One of the most comprehensive drought initiatives, as referenced in the United Nations Convention to Combat Desertification (UNCCD) 2018-2030 Strategic Framework, links environment and development to sustainable land management. It commits to restoring drought-affected land and improving the livelihoods of 1.3 million people. UNCCD collaborates with global partners to support expansive projects such as the Great Green Wall, which will revive land in the Sahel region of Africa alleviating such threats as climate change, drought, famine, conflict and migration, and increase food security and jobs. Once completed, the Great Green Wall expects to be the largest living structure on the planet, three times the size of the Great Barrier Reef.
Smaller initiatives undertaken in countries where flooding is escalating as a result of climate-change are no less effective and life-sustaining for the communities in which they are implemented. In Bangladesh, a nation particularly vulnerable to climate-change, deadly landslides have claimed the lives and livelihoods of many. UN Women came to the aid of local residents through the support of a programme that provided financial assistance to women as well as training in sustainable agriculture and livestock management. Likewise, in disaster-prone Viet Nam, where data indicate that an average of 400 lives are lost annually due to climate disasters, an established programme is helping to reduce fatalities by teaching residents advance preparations and long-term planning to reduce crop failure. While such programmes aim to build resilience to climate change-induced disasters, the impact is far-reaching, including helping to maintain stability in areas where lack of natural resources and resulting displacement can result in further instability and conflict.
After decades of poverty and underdevelopment, both countries are steadily rising up the socio-economic ladder, so it is critical to ensure climate change considerations are mainstreamed into development to prevent them from losing economic gains. The UN is supporting this goal in both Bangladesh and Viet Nam working with the Governments, at the national and local levels.
Once a seasonal occurrence, wildfires are increasing in frequency and size due to global warming with devastating effects resulting in loss of life, property, livelihoods, and biodiversity. Exacerbating the situation is that wildfires add greenhouse gases to the environment and destroy the trees that absorb carbon dioxide. More than ever, wildfire management is a critical tool in reducing the death and destruction of precious resources. Although covering a small amount of territory, South Africa’s Fynbos Biome contains nearly one fifth of all know African flowering plants and is dubbed as “global biodiversity hotspot.” The UNDP-supported "Fynbos Fire Project", with funding from the Global Environment Facility, is working to change the way wildfires are managed and to implement strategies to better cope with increasing wildfire risks and damages due to climate change.

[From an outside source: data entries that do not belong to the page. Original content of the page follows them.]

PR #355, opened 2022-12-20
feat(plugins): DisableDMCallIdle

Nuckyz:


ArjixWasTaken:
I didn't know that js regex supported named groups.

I thought that was a python only feature.

PR #2805, opened 2024-08-25
feat(superReactionTweaks): Allow disabling super reactions

n1ckoates:
Added a `0` option to the slider, and a check that returns `false` if the limit is `0`.


src/plugins/superReactionTweaks/index.ts
```diff
@@ -25,7 +25,7 @@ export const settings = definePluginSettings({
         description: "Max Super Reactions to play at once",
```
Nuckyz, line 25:
```suggestion
        description: "Max Super Reactions to play at once. 0 to disable playing Super Reactions",
```

Nuckyz (changes requested):

Nuckyz:
Thank you!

The International Fund for Agriculture (IFAD) promotes better land management and farming practices to help reduce environmental degradation and lower greenhouse emissions. Proper farming methods can help to increase crop tolerance and reduce further environmental destruction.
IFAD maintains that smallholder farmers have a key role in fighting global warming through agricultural transformation. A number of initiatives, including the reduction of deforestation, which is frequently undertaken to make way for commercial agriculture, and reducing post-harvest losses, are a few interventions that IFAD has helped smallholder farmers to implement. As an International Financial Institution, IFAD helps mobilize funding for innovative projects that governments may not be able or willing to undertake alone, and to access expertise and new methods on better utilization of land and other natural resources. Partnering with the Global Environmental Fund, IFAD has helped to mobilize funding in 24 countries for projects that focus on climate change.